Friend Crosley. "Now tell his Honor . . . when you first met the person who now calls himself Chambers."

Ten months ago, before the House Un-American Activities Committee, Hiss had answered the same kind of questions with careful equivocation. He had admitted knowing Chambers as "George Crosley" only after being confronted with overwhelming evidence of Chambers' past relations with him and after seeing him in the flesh and looking in his mouth. He had hedged virtually every statement then. But now he answered sharply and unequivocally as Stryker questioned him.

He retold his story of a casual relationship with a journalist whom he said he knew only as "Crosley." He had befriended Crosley by subletting him his apartment, and even, for a few days, taking Crosley, his wife and child into his own house. He reiterated his story that he had made Crosley a present of his 1929 Ford. On many occasions he had lent his casual acquaintance small sums of money. Finally, in May or June of 1936, he had broken off "any further contacts" with Crosley who still owed him rent and some $25 in small loans.

New Impressions. He had never seen "Crosley" again until he was confronted with Chambers in August. Chambers was never, "with my permission," in the Volta Place, Georgetown, house which Hiss occupied in 1938.

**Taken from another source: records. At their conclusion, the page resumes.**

PR #776, opened 2016-06-07
hipchat rooms should handle paging

namanbharadwaj:
Currently, if you specify a room by name which isn't in the first 100 returned by the API, errbot fails to initialize. This uses the `contents` method on the `RoomsCollection` of the `hypchat` library to page automatically.

### DIFF
--- a/errbot/backends/hipchat.py
+++ b/errbot/backends/hipchat.py
@@ -444,7 +444,7 @@ class HipchatBackend(XMPPBackend):
             log.debug("Room specified by JID, looking up room name")
             rooms = self.conn.hypchat.rooms(expand='items').contents()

Neither Hiss nor his wife had ever typed any of the secret documents, he insisted. Any number of people had had access to his office while he was in the State Department. He altered one detail of his previous story. He had told the Grand Jury in December that his "impression" was that he had had the old Woodstock when he lived at Volta Place. His impression had changed. What had changed it? The information he had got from the Catletts, he said.

"You have entered your plea of not guilty," Stryker said. With hands on the arm of his chair and face lifted, Hiss said in a firm voice: "I am not guilty." Said Stryker: "Your witness, Mr. Murphy."

This week, big Tom Murphy began his patient, laborious cross-examination of the well-vouched-for Alger Hiss.